**HOW TO COMPLETE THIS TASK**
For each line in the data below that holds "work", return a copy.

Segment Start: EXERCISE INPUT

PR #489, opened 2020-07-15
Fix applets in gateway quizzes

drgrice1:
Make it possible for applet problems to work in gateway quizzes.  Existing problems (written as described at https://webwork.maa.org/wiki/GeoGebraWeb1) will need to be modified to work in gateway quizzes, but will continue to work in homework problems without modification.  The changes that are needed are shown in the updated example in the POD documentation for macros/AppletObjects.pl.

To make this work an ADD_JS_FILE method was needed.  This was needed in general for macros in any case.  The method can be called to add a javascript file to the header from a pg problem file or macro, and the corresponding code added on the webwork side ensures that this is done without repetition.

Segment End: EXERCISE INPUT

**OUTPUT**
Make it possible for applet problems to work in gateway quizzes.  Existing problems (written as described at https://webwork.maa.org/wiki/GeoGebraWeb1) will need to be modified to work in gateway quizzes, but will continue to work in homework problems without modification.  The changes that are needed are shown in the updated example in the POD documentation for macros/AppletObjects.pl.
To make this work an ADD_JS_FILE method was needed.  This was needed in general for macros in any case.  The method can be called to add a javascript file to the header from a pg problem file or macro, and the corresponding code added on the webwork side ensures that this is done without repetition.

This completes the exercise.